EXERCISE PROMPT> For the data below, restate word for word only the lines from the line containing "8s font + this PR | 383.61 |" through the line containing "### Non-blocking notes", both ends included.

[Stored data]
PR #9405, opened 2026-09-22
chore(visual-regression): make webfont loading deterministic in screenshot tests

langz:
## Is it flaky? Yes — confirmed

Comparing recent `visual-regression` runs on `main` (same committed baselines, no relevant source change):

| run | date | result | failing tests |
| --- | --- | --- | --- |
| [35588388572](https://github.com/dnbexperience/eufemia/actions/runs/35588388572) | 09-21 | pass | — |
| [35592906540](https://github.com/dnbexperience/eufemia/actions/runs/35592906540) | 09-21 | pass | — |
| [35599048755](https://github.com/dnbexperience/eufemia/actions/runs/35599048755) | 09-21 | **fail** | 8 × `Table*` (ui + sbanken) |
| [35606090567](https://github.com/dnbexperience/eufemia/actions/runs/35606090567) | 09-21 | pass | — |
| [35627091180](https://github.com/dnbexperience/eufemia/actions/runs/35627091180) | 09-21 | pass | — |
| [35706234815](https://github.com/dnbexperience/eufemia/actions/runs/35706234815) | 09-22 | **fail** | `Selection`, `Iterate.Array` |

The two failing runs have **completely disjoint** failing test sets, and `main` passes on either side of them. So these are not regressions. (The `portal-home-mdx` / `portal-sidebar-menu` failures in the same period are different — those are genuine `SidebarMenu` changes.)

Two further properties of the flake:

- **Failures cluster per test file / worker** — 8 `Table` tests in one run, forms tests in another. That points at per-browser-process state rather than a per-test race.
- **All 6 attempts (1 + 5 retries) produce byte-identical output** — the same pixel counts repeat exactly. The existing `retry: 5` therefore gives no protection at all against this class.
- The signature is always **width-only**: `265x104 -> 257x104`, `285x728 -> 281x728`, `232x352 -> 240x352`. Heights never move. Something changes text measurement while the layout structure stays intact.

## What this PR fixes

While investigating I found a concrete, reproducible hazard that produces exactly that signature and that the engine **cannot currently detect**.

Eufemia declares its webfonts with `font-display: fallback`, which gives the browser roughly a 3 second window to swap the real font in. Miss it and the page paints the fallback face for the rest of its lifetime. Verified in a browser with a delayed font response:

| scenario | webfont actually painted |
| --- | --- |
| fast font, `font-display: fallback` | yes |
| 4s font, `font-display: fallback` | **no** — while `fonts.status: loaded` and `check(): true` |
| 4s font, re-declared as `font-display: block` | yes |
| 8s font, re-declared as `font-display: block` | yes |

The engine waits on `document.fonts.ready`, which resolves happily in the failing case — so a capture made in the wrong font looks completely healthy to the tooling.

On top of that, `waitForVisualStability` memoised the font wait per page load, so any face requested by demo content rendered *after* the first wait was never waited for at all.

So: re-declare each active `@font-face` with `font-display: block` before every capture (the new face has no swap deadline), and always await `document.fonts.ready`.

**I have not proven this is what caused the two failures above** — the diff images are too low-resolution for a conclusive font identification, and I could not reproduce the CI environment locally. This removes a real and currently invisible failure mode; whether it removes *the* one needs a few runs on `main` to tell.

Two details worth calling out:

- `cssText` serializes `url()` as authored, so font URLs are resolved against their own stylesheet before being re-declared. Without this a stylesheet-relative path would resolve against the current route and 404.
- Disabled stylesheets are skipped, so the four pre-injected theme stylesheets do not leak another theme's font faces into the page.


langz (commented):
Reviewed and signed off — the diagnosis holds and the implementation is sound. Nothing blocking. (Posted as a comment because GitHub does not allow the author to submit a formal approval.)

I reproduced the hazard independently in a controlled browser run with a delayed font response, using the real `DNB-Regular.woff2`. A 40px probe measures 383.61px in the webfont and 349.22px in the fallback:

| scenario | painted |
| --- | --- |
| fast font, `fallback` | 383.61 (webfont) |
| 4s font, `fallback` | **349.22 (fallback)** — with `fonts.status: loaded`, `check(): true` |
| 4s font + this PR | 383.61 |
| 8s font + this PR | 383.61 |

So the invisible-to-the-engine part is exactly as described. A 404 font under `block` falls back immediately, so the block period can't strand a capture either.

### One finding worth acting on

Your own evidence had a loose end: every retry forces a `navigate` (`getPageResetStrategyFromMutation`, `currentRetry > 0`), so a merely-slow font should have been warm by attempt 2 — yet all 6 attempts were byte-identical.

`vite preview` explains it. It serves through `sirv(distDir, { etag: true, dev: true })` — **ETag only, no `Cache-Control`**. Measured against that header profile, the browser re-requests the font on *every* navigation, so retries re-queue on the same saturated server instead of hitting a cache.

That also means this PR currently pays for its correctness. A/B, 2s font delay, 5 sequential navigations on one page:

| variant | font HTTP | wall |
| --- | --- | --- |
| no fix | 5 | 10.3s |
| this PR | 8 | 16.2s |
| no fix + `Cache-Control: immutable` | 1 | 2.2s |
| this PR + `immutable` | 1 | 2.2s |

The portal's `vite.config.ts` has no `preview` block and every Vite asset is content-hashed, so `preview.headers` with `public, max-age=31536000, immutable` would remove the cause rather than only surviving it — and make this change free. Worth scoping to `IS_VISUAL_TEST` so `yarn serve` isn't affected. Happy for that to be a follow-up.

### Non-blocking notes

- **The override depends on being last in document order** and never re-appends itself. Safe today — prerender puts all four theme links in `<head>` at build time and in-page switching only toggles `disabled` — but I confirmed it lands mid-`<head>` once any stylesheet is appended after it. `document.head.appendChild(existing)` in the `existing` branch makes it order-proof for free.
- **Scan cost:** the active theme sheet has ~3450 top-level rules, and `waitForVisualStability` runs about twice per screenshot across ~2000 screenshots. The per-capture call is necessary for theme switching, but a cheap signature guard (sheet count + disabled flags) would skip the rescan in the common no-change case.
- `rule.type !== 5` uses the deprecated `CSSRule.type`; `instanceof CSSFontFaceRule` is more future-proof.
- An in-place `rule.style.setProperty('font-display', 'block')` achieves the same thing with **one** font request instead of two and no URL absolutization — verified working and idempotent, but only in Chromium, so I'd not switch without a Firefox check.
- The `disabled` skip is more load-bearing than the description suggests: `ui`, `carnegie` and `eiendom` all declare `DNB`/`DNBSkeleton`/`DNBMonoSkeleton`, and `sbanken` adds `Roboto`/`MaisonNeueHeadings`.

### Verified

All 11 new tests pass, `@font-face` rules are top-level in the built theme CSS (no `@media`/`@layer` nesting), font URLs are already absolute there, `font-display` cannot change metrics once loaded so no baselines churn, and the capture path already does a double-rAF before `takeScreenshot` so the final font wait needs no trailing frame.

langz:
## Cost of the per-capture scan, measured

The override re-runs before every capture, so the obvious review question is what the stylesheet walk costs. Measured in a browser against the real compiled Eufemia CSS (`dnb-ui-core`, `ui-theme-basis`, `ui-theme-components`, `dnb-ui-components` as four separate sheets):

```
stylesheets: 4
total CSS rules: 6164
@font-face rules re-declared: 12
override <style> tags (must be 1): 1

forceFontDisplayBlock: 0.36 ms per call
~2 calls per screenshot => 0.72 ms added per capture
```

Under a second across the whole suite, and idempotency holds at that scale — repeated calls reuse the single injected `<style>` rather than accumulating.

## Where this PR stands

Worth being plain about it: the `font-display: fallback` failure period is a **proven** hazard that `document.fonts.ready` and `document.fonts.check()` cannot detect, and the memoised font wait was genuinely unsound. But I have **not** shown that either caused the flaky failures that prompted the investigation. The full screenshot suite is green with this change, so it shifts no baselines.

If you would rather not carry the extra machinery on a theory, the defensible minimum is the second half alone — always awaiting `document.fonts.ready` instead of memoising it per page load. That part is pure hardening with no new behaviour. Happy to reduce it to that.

YOUR SOLUTION>
| 8s font + this PR | 383.61 |

So the invisible-to-the-engine part is exactly as described. A 404 font under `block` falls back immediately, so the block period can't strand a capture either.

### One finding worth acting on

Your own evidence had a loose end: every retry forces a `navigate` (`getPageResetStrategyFromMutation`, `currentRetry > 0`), so a merely-slow font should have been warm by attempt 2 — yet all 6 attempts were byte-identical.

`vite preview` explains it. It serves through `sirv(distDir, { etag: true, dev: true })` — **ETag only, no `Cache-Control`**. Measured against that header profile, the browser re-requests the font on *every* navigation, so retries re-queue on the same saturated server instead of hitting a cache.

That also means this PR currently pays for its correctness. A/B, 2s font delay, 5 sequential navigations on one page:

| variant | font HTTP | wall |
| --- | --- | --- |
| no fix | 5 | 10.3s |
| this PR | 8 | 16.2s |
| no fix + `Cache-Control: immutable` | 1 | 2.2s |
| this PR + `immutable` | 1 | 2.2s |

The portal's `vite.config.ts` has no `preview` block and every Vite asset is content-hashed, so `preview.headers` with `public, max-age=31536000, immutable` would remove the cause rather than only surviving it — and make this change free. Worth scoping to `IS_VISUAL_TEST` so `yarn serve` isn't affected. Happy for that to be a follow-up.

### Non-blocking notes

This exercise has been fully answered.